Now after 12 long years, I can say that our marriage is a success and I think we are really meant for each other. So how do we maintain it. Here is our daily habit.

In the morning, we greet each other with a sweet smile while preparing for breakfast and watching the morning news. We talk about anything in the sun. Communication is our most common interest and we never run out of something to share. In the evening after I come home from work, we still do the same and until now that our children usually pinch in. 

Sounds boring? Not for us, because we argue too. However, we meet halfway especially when it comes to children as we do not want to confuse them. Again, communication is the key for us. Do we fight? Of course we do, because there are some honest mistakes in between but we always keep the fight healthy.

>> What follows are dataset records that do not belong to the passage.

PR #123, opened 2026-07-08
feat: add Firecrawl as self-hosted search and content extraction provider

fank:
## Summary

Adds **Firecrawl** as an optional self-hosted provider for `web_search` and `fetch_content`. Addresses the Firecrawl portion of #105.

Rebased onto current `main` (`69f9772`, including the SearXNG work from #107) as a single commit. No breaking changes: Firecrawl is inert unless `firecrawlBaseUrl` / `FIRECRAWL_BASE_URL` is set.

## Review points from the previous round

**`/v1` vs `/v2` — v2 is the default.** Firecrawl's current API is v2 and self-hosted instances expose it, which matches what #105 asked for. `firecrawlApiVersion` / `FIRECRAWL_API_VERSION` accepts `"v1"` for older self-hosted images; anything else throws instead of silently hitting a wrong endpoint. Both search response shapes are handled — v1 returns a flat `data` array, v2 returns `data.web` / `data.news`. Domain filters are sent as v2 `includeDomains`/`excludeDomains` *and* re-applied client-side, since v1 has no such parameters and self-hosted backends do not always honour the v2 ones.

**Errors are preserved, not swallowed.** `firecrawlFetch()` throws on transport failure, non-2xx, invalid JSON, an unexpected envelope shape, and `success: false`. `extractWithFirecrawl()` returns `null` only when the scrape produced no usable Markdown. `extractContent()` catches the throw and surfaces it as `Firecrawl fallback failed: …` in its guidance, the same way the Parallel fallback already does. Config-parse errors short-circuit, matching the existing providers.

**SSRF — same contract as SearXNG.** Requests go through `fetchRemoteUrl` with `loadSsrfConfig()`, so the Firecrawl instance and its redirects are guarded exactly like SearXNG's after #107: a self-hosted instance on a private address needs its range in `ssrf.allowRanges`, and `localhost` is never reachable (use `127.0.0.1`). *Separately*, the scrape target is validated with `validateRemoteUrl` inside the provider as well as in `extractContent` — Firecrawl fetches server-side, so handing it a private URL would launder the target past the local guard even when the instance is legitimately private.

> Note for anyone following along: an earlier revision of this branch exempted the Firecrawl base URL from the guard. That predates #107 landing; it now follows the SearXNG contract instead.

**Search in auto mode.** Kept, but moved to *after* Exa rather than before it. A base URL alone does not mean search works: self-hosted `/search` needs its own search backend configured in the Firecrawl deployment, so someone who set `firecrawlBaseUrl` purely for extraction (the literal #105 use case) still gets Exa first. Explicit `provider: "firecrawl"` always goes direct. Happy to drop the search half entirely if you'd rather keep this PR to extraction only.

**Recency.** Mapped to Firecrawl `tbs` (`day`→`qdr:d` … `year`→`qdr:y`). A value that cannot be expressed is dropped rather than sent, and this is asserted in a test.

## Auth

Bearer token via `firecrawlApiKey` / `FIRECRAWL_API_KEY`; omitted entirely when unset, since self-hosted instances commonly run without auth. The `FIRECRAWL_BASIC_AUTH` handling advertised in the old description was removed before the previous review and is not in this branch.

## Tests

14 new tests in `test/firecrawl.test.mjs`:

- default v2 search endpoint, Bearer header, `tbs`, `sources`, `includeDomains`/`excludeDomains`, and v2 `data.web` mapping
- v1 search: `/v1/search`, flat `data` array, client-side-only domain filtering
- v1 scrape: `/v1/scrape` and v1 envelope parsing
- unsupported `firecrawlApiVersion` throws and issues no request
- config-file base URL and key, trailing-slash normalization, no `Authorization` header when unkeyed
- unconfigured: `isFirecrawlAvailable()` is `false`, search and extract both throw, no request made
- unsupported recency value sends no `tbs`
- extraction through a loopback instance works once its range is in `ssrf.allowRanges`, and is refused when it is not
- private targets (`127.0.0.1`, `localhost`, `169.254.169.254`, and a public hostname resolving into `10.0.0.0/8`) throw with **zero** fetch calls
- `fetch_content` on a private URL never reaches Firecrawl
- response-shape failures: 502, HTML instead of JSON, `success: false`, non-object envelope — each surfaces a distinct error
- empty Markdown returns `null`
- malformed `ssrf.allowRanges` fails loud rather than silently skipping the provider

Suite: 159/160 pass. The one failure (`failed password lookups are retried instead of cached`, Chromium cookie/keyring) also fails on unmodified `main` in this environment and is unrelated.

Also scrubs `FIRECRAWL_*` from the existing provider test harnesses — with a real Firecrawl configured in the developer's environment it leaked into `search-providers` assertions.

Refs #105


WAY29:
Any review? want this feature

nicobailon:
Thanks for the Firecrawl work. I reviewed head `e6a5cf8b0a6236e23dcecdd32282a4367527b84f` against current main and issue #105. I’m not going to merge this head as-is, but it’s useful source material.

Actually, our friends are surprise that we seem to be always happy in spite of our daily battle against economical problems. So what is our secret? - communication! No one may believe me but the night when we decided to get married was pure talk. We lay down all our cards and share each other's secret, likes, dislikes, how many kids we should have and the more important thing - what to do if we will have problems in the future. We knew that life ahead will be tough that is why we do not allow anger, jealousy, and pride to add to our daily problems. Instead, we crack jokes and laugh a lot. 

My advice - talk, listen and understand. Whether you agree or disagree on a certain matter, be honest. Being a man does not mean we are always right, and it will not make us half a man if we accept that we are wrong. After all, marriage is a two-way leadership. No boss, no slave.

But most of all, do not forget about the humor as it adds life - better than sex!

Well, I am sorry for the long post but I hope someone can learn from it.

Thanks!


----------



## justean

it wasnt a long post. it was a good read.
your right in what you say.

and yes i have to put the but in - 
im more of the leader, your right about the humour - 
but better than sex - going have to go 50/ 50 on that one.


----------



## guardianangel

justean said:


> it wasnt a long post. it was a good read.


Really? Well, thank you very much. This is the first time I reveal some personal things about my marriage in a forum but I do not regret it.


----------



## justean

i think you wil find there are alot of ppl u can get on with on the forum. 
really- it was a very pleasant read. what u said is very personal and alot of ppl cant even do that. which sometimes is a shame.
im pleased you dont regret it.


----------



## draconis

You are so right about communication. I am glad to see you made it all these years.

draconis


----------



## Triton

Good read - Keep it up. Remember it is not over until -Death do you part . It is a marathon and you are at mile 12. Keep on communicating . Rock On !


----------



## guardianangel

Thanks for the wonderful comments. I really appreciate them!

See you around!


----------



## jennyc

That was a great post...thank you for sharing that with us!


----------



## guardianangel

You're welcome. It is my pleasure to inspire others and to find out that someone was eager to read it after almost a month of posting.


----------



## kiran23

Yes It's Long Post, But When we write from our Heart that time we wrote 100% True.........
Same like you...........


Thanks for True Thread........


----------



## guardianangel

I never realized that after more than a month of my last reply someone could still find this and leave inspiring comments.

Thanks a lot!


----------



## mark11

Talking about communication ! I find this a bit hard to swallow. Before my wife and i married, i thought everything was fine in terms of communication. Only that i introduced most of the topics and often thought from time to time that she evaded some arguements remaining silent. I thought this was due to her not knowing what to say and swallowed it. It was after our marriage for the first time that i got a clue that she stammered, when i friend came visiting and put it to her. The stammering became obvious to me 2yrs later after our marriage after carefully understudying her behaviour in public. She never mentioned to me that she stammered even though she alluded to it talking about her childhood (but not presently as an adult). It has now come to my knowledge that before we married, she was carefully avoiding discussion/arguments that could bring out her stammering. She mentioned to me once after i discovered how she would use alternative words other than those that could get her stuck. My challenge now is that should i not have been told all these before marriage? Could i not be put in a position of deciding whether or not i will be able to develop a relationship with someone who stuttered (especially as i never met anyone priviously?). I need views on how to proceed with this relationship without feeling robbed or decieved in a relationship that should mean so much. We are both Christians and are not considering the divorce path.


----------